__INSTRUCTIONS FOR THE TASK__: Once the line with "kmcphillips: I also" is found in the entries below, print it and each following line exactly, stopping after the line with "For your other"; print nothing else.

__MATERIAL SHOWN__:

PR #282, opened 2015-06-05
Handle upper case country names in tracking

trishume:
This PR adds a remote test for USPS tracking using a tracking number of my own which I am okay with releasing. It also fixes a bug I found in the process of actually running this remote test which is that USPS returns upper case country names, which `ActiveUtils::Country` can't find. Thus this PR adds code for finding country names in a case insensitive way.

@kmcphillips @RichardBlair

### DIFF
--- a/lib/active_shipping/carriers/usps.rb
+++ b/lib/active_shipping/carriers/usps.rb
@@ -246,7 +246,9 @@ module ActiveShipping
 
       country_node = node.at('EventCountry')
       country = country_node ? country_node.text : ''
-      country = 'USA' if country.empty?
+      country = 'UNITED STATES' if country.empty?
+      # USPS returns upcased country names which ActiveUtils doesn't recognize without translation
+      country = find_country_code_case_insensitive(country)
 
       time = Time.parse(timestamp)
       zoneless_time = Time.utc(time.year, time.month, time.mday, time.hour, time.min, time.sec)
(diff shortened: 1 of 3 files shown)


kmcphillips:
How long to tracking numbers stay available online? It may disappear eventually. Which I guess is ok, I'm sure it's not short term.

trishume:
I dunno how long they last. I hope forever, they certainly have enough numbers to keep them around forever. It can always be replaced with a new one if it breaks.

kmcphillips:
I can agree with that line of thinking.

lib/active_shipping/carriers/usps.rb
```diff
@@ -642,6 +644,13 @@ def response_message(document)
       response_status_node(document).text
     end
 
+    def find_country_code_case_insensitive(name)
+      upcase_name = name.upcase
+      country = ActiveUtils::Country::COUNTRIES.detect { |c| c[:name].upcase == upcase_name }
+      raise ActiveShipping::Error, "No uppercase country found for #{name}" unless country
```
kmcphillips: I think the `uppercase` here is unnecessary.

kmcphillips:
:+1:

lib/active_shipping/carriers/usps.rb
trishume: I can remove that I guess. I wanted to distinguish it from the ActiveUtils error a bit but it is already an ActiveShipping error with a backtrace to this method.

PR #283, opened 2015-06-05
UPS. Support for voiding shipments.

eboswort:
This adds the ability to void UPS shipments, which is the same as canceling them. It's a good thing to do if you're not going to use a label. 

I'm wondering how the community feels about the way I set up the return values for `void_shipment`. The way I've got it, you get true if the shipment is voided and otherwise it raises an error with a message about what went wrong.

I guess I could return a response object but it seemed to me like a void shipment request is going to work 99% of the time and when it fails it's probably pretty unexpected and could merit an error rather than just a response with success? == false. 
But I'm happy to make a barebones response object if that's what y'all prefer.

Oh also, side note about the switch from `update` -> `merge`. In my fork of this repo we've switched all the `update`'s to `merge`'s. I don't think calling `update` makes sense because it makes changes to the carrier's `@options` instance variable. I would think if someone passes an options hash to a method then his or her intention would be to override those options just for the method call that he or she is performing right then, not for future calls of other methods on that carrier. So... I guess I'll put up a pr to switch them all?

### DIFF
--- a/lib/active_shipping/carriers/ups.rb
+++ b/lib/active_shipping/carriers/ups.rb
@@ -828,7 +828,7 @@ module ActiveShipping
       if success
         true
       else
-        raise "Void shipment failed with message: #{message}"
+        raise ResponseError.new("Void shipment failed with message: #{message}")
       end
     end
 
--- a/lib/active_shipping/carriers/ups.rb
+++ b/lib/active_shipping/carriers/ups.rb
@@ -16,7 +16,8 @@ module ActiveShipping
       :track => 'ups.app/xml/Track',
       :ship_confirm => 'ups.app/xml/ShipConfirm',
       :ship_accept => 'ups.app/xml/ShipAccept',
-      :delivery_dates =>  'ups.app/xml/TimeInTransit'
+      :delivery_dates =>  'ups.app/xml/TimeInTransit',
+      :void =>  'ups.app/xml/Void'
     }
 
     PICKUP_CODES = HashWithIndifferentAccess.new(
@@ -144,7 +145,7 @@ module ActiveShipping
     # @return [ActiveShipping::TrackingResponse] The response from the carrier. This
     #   response should a list of shipment tracking events if successful.
     def find_tracking_info(tracking_number, options = {})
-      options = @options.update(options)
+      options = @options.merge(options)
       access_request = build_access_request
       tracking_request = build_tracking_request(tracking_number, options)
       response = commit(:track, save_request(access_request + tracking_request), options[:test])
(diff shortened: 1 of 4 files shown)


lib/active_shipping/carriers/ups.rb
```diff
@@ -194,6 +195,14 @@ def get_delivery_date_estimates(origin, destination, packages, pickup_date=Date.
       parse_delivery_dates_response(origin, destination, packages, response, options)
     end
 
+    def void_shipment(tracking, options={})
+      options = @options.merge(options)
+      access_request = build_access_request
+      void_request = build_void_request(tracking)
+      response = commit(:void, save_request(access_request + void_request), (options[:test] || false))
```
kmcphillips: `(options[:test] || false)` can be replaced with `!!options[:test]`

kmcphillips: I also find the overloaded use of the `+` operator to be confusing. Is it concatenating two XML documents?

lib/active_shipping/carriers/ups.rb
```diff
@@ -800,6 +821,17 @@ def parse_delivery_dates_response(origin, destination, packages, response, optio
...
     end
 
+    def parse_void_response(response, options={})
+      xml = build_document(response, 'VoidShipmentResponse')
+      success = response_success?(xml)
+      message = response_message(xml)
+      if success
+        true
+      else
+        raise "Void shipment failed with message: #{message}"
```
kmcphillips: Either return a falsy response object, or raise a typed exception. You'll want to be able to catch it and perform an action. Raising a standard error makes it difficult to cleanly recover from.

eboswort:
@kmcphillips I took your advice on using a more specific error type. I saw there was already an ActiveShipping::ResponseError which seemed appropriate.

For your other two comments I'm just following the syntax used in every other call to `commit` in the ups.rb class. And the `(options[:test] || false)` thing is done in the fedex carrier as well.

I think you make valid points but it seems maybe someone could do a separate PR for coding style updates that does a mass replacement of `options[:test] || false` and concatenates the xml in a way that's a bit more clear. Because if I'm gonna change those things in this method then it would probably make sense to change them everywhere, which would make this a bit of a messy PR.

trishume:
At least one local test would be nice, we still don't run remote tests on CI. We're possibly going to get an internal Shopify CI with credentials soon but it's still nice for people and robots without credentials.

Other than that looks good! :+1: 

Agreed that the style can be a separate PR.

eboswort:
I added a simple local test. It would be kind of hard to break as far as tests go but I guess it's something.

trishume:
Great. Thanks again for being such a great contributor!

I'll merge this and ship it in the next release.

kmcphillips:
:+1: thanks

trishume:
Had to merge manually because of conflicts, they were trivial, just two methods added in the same place.

PR #286, opened 2015-06-08
Fix/skip remaining remote test failures

trishume:
This fixes a Stamps failure relating to their images now having a comment at the top. 

It also skips some Canada Post PWS tests that are failing but neither @wvanbergen or I can figure out how to fix them. They changed their API at some point but the docs haven't been updated to show the correct way, there is only a reference to the error [here](https://www.canadapost.ca/cpo/mc/business/productsservices/developers/messagescodetables.jsf). According to Willem it might have something to do with different account types. We agreed it is better to skip them for now than leave them failing as a disincentive to actually running the remote tests.

With this all the remote tests now either succeed or are skipped, given credentials.

@wvanbergen @kmcphillips 

screen shot 2015-06-08 at 4 29 54 pm

### DIFF
--- a/test/remote/stamps_test.rb
+++ b/test/remote/stamps_test.rb
@@ -143,7 +143,7 @@ class RemoteStampsTest < Minitest::Test
 
     assert_nil response.label_url
 
-    assert_equal "\r\nN\r\n", response.image[0..4]
+    assert_equal ";\r\n; ", response.image[0..4]
   end
 
   def test_international_shipment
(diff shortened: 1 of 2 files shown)


test/remote/stamps_test.rb
```diff
@@ -143,7 +143,7 @@ def test_shipment
 
     assert_nil response.label_url
 
-    assert_equal "\r\nN\r\n", response.image[0..4]
+    assert_equal ";\r\n; ", response.image[0..4]
```
kmcphillips: Intuitive!

kmcphillips:
:+1:

wvanbergen:
:shipit:

PR #288, opened 2015-06-12
UPS. BillThirdParty

nrevko:
##### PURPOSE:
This code adds ability to bill third party for UPS carrier when creating shipment.  
The user has to provide the following information:
- billing_account - UPS account number of the third party shipper
- billing_zip - postal code for the billing_account's pickup address 
- billing_country - country code for the billing_account's pickup address

##### NOTE: 
For a remote test for third party billing to run a UPS account for the third party shipper needs to be set up and added in the following environment variables: ACTIVESHIPPING_UPS_THIRD_PARTY_BILLING_ACCOUNT
ACTIVESHIPPING_UPS_THIRD_PARTY_BILLING_POSTAL_CODE
ACTIVESHIPPING_UPS_THIRD_PARTY_BILLING_COUNTRY_CODE


test/unit/carriers/ups_test.rb
```diff
@@ -332,6 +332,21 @@ def test_label_request_prepay
...
+                                           location_fixtures[:annapolis],
+                                           package_fixtures.values_at(:chocolate_stuff),
+                                           :test => true,
+                                           :bill_third_party => true,
+                                           :billing_account=>"A01B24",
+                                           :billing_zip=>"97013",
+                                           :billing_country => "US")
+
+    bill_third_party = response.search '/ShipmentConfirmRequest/Shipment/PaymentInformation/BillThirdParty'
+    refute_empty bill_third_party
```
trishume: I would also test that at least one of the options is being correctly passed through into the XML.

test/remote/ups_test.rb
```diff
@@ -218,6 +218,35 @@ def test_obtain_shipping_label_without_dimensions
...
+      }
+    )
+
+    assert response.success?
+
+    # All behavior specific to how a LabelResponse behaves in the
+    # context of UPS label data is a matter for unit tests.  If
+    # the data changes substantially, the create_shipment
+    # ought to raise an exception and this test will fail.
+    assert_instance_of ActiveShipping::LabelResponse, response
```
trishume: Does the response from UPS contain any data to suggest that it recognized the third party billing provider? Because currently none of the testing code can tell if the XML format passed to UPS is correct or if it just isn't throwing invalid schema errors. That would be a good thing to test, I know you have probably validated this but it is good to have it in the tests to catch if we break it or if UPS changes their API.

trishume:
Looks pretty good, just some testing concerns. Thanks for the contribution! :+1: 

Also if you have any pointers on how Shopify could get a set of these third party credentials for our internal testing we would be grateful.

test/remote/ups_test.rb
nrevko: When you create_shipment, for the most part, it just doesn't blow up. ShipmentAcceptResponse or ShipmentConfirmResponse do not contain any specific tag indicating that it is a third party billing. There is an indication on the gif label that the billing is "3rd party", but I am not sure how that can be parsed out from GraphicImage and be tested.

nrevko:
I've checked with the person who provided me with the 3rd party billing credentials. We have a partner we work with that created the credentials through their UPS representative. I do not know how this is done.

From the UPS XML documentation about account validation: 

> The account must be a valid UPS account number that is active. For US, PR and CA accounts, the account must be either a daily pickup account, an occasional account, or a customer B.I.N account, or a drop shipper account. All other accounts must be either a daily pickup account, an occasional account, a drop shipper account, or a non-shipping account.

There might be a flag that needs to be flipped on the UPS side, but that's my speculation.

test/remote/ups_test.rb
nrevko: ShipmentAcceptResponse and ShipmentConfirmResponse XML example from the above test: https://gist.github.com/nrevko/a9fdb4164a1272c732d8

trishume: Ok that's fine. Not great but nothing we can reasonably do. Fine as it is. :+1:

__RESPONSE BOX__:
kmcphillips: I also find the overloaded use of the `+` operator to be confusing. Is it concatenating two XML documents?

lib/active_shipping/carriers/ups.rb
```diff
@@ -800,6 +821,17 @@ def parse_delivery_dates_response(origin, destination, packages, response, optio
...
     end
 
+    def parse_void_response(response, options={})
+      xml = build_document(response, 'VoidShipmentResponse')
+      success = response_success?(xml)
+      message = response_message(xml)
+      if success
+        true
+      else
+        raise "Void shipment failed with message: #{message}"
```
kmcphillips: Either return a falsy response object, or raise a typed exception. You'll want to be able to catch it and perform an action. Raising a standard error makes it difficult to cleanly recover from.

eboswort:
@kmcphillips I took your advice on using a more specific error type. I saw there was already an ActiveShipping::ResponseError which seemed appropriate.

For your other two comments I'm just following the syntax used in every other call to `commit` in the ups.rb class. And the `(options[:test] || false)` thing is done in the fedex carrier as well.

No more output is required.